How to show that cycles of even degree are odd permutations?

How to show that cycles of even degree are odd permutations? What I understand is that cycles are actually referring to cyclic groups (if not, please correct me). So we have some cyclic group $\langle g \rangle$ such that $|\langle g \rangle | = n\;mod\;2 = 0$. If given a set $\Omega$ with $g\in G\in Sym(\Omega)$, show that $\langle g \rangle$ can be written as a product of an odd number of transpositions.
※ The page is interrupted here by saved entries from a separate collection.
PR #2584, opened 2021-07-07
fix(usePopover): aria-haspopup updated to

laraharrow:
- [x] 👾 Browsers tested
  - [x] Chrome
  - [x] Firefox
  - [x] Safari
  - [ ] IE11

### DIFF
--- a/packages/components/src/Popover/stories/Popover.story.tsx
+++ b/packages/components/src/Popover/stories/Popover.story.tsx
@@ -70,6 +70,19 @@ Basic.parameters = {
   storyshots: { disable: true },
 }
 
+export const PopoverAriaHasPopup = () => (
+  <Popover
+    ariaHaspopup="dialog"
+    content={<PopoverContent>Some content</PopoverContent>}
+  >
+    <Button>Open</Button>
+  </Popover>
+)
+
+PopoverAriaHasPopup.parameters = {
+  storyshots: { disable: true },
+}
+
 export const PopoverPopoverLayout = () => (
   <Popover
     content={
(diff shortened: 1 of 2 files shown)


laraharrow:
To see the `aria-haspopup` at work check the `MovingTargetInner` example on `Popover.story.tsx`
if `menu` or `true` is passed they both will show as `true`.

packages/components/src/Popover/stories/Popover.story.tsx
```diff
@@ -372,18 +372,19 @@ Placement.parameters = {
...
+      content: (
+        <PopoverContent p="large" width="360px">
+          <Paragraph>
+            The anchor is moving around so the Popover position must be updated
+            via popperInstanceRef.current.update.
+          </Paragraph>
+        </PopoverContent>
+      ),
+      placement: 'right-end',
+    })
```
mdodgelooker, line 387: You don't need to make a story with `usePopover` specifically – `Popover` supports all the same props. A majority of use cases will choose `Popover` and `usePopover` should only be used for very specific situations where the developer needs to control the behavior more closely.

I think it would be best to undo the changes to this story and just create a new story right under `Basic` that duplicates basic but adds `aria-haspopup="grid"` or something.

packages/components/src/Popover/usePopover.tsx
```diff
@@ -55,6 +55,13 @@ export interface UsePopoverProps extends UsePopoverToggleProps {
    */
   content: ReactNode
 
+  /**
+   * Use this prop to specify aria-haspopup value
+   * menu - listbox - tree - grid are used to identify the component popover is.
+
+   */
+  ariaHasPopup?: boolean | 'grid' | 'dialog' | 'menu' | 'listbox' | 'tree'
+
```
mdodgelooker, line 64: You could reduce the duplication if you remove this section as well as line 142 in `UsePopoverResponseDom` and add the following type at the top of the file, and extend both props from it (`AriaAttributes` can be imported from React):
```
type AriaHaspopupProps = Pick<AriaAttributes, 'aria-haspopup'>
```

One minor caveat is that you'd also have to change line 150 to the following, since there's a hyphen in the prop name:
```
'aria-haspopup': ariaHasPopup
```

• How about we say cycles of even length rather than even "degree"? This accords with terminology for permutations. – hardmath Oct 1 '15 at 0:55
• @hardmath, be my guest, but I just used the exact terminology from my book. – bourbaki4481472 Oct 1 '15 at 0:59
• Fair enough, but I'm wondering why you do not rely on the definition your book uses for a cycle permutation and the classification of cycles as even or odd degree? – hardmath Oct 1 '15 at 1:06
• @hardmath, because this is from an introduction section of a short book so the author didn't go through all the definitions carefully. – bourbaki4481472 Oct 1 '15 at 2:34

$(1\ 2\ \dots n) = (1\ n)(1\ n-1)\cdots(1\ 2)$
This shows an $n$-cycle can be written as (a product of) $n-1$ transpositions (just replace $k$ with $a_k$).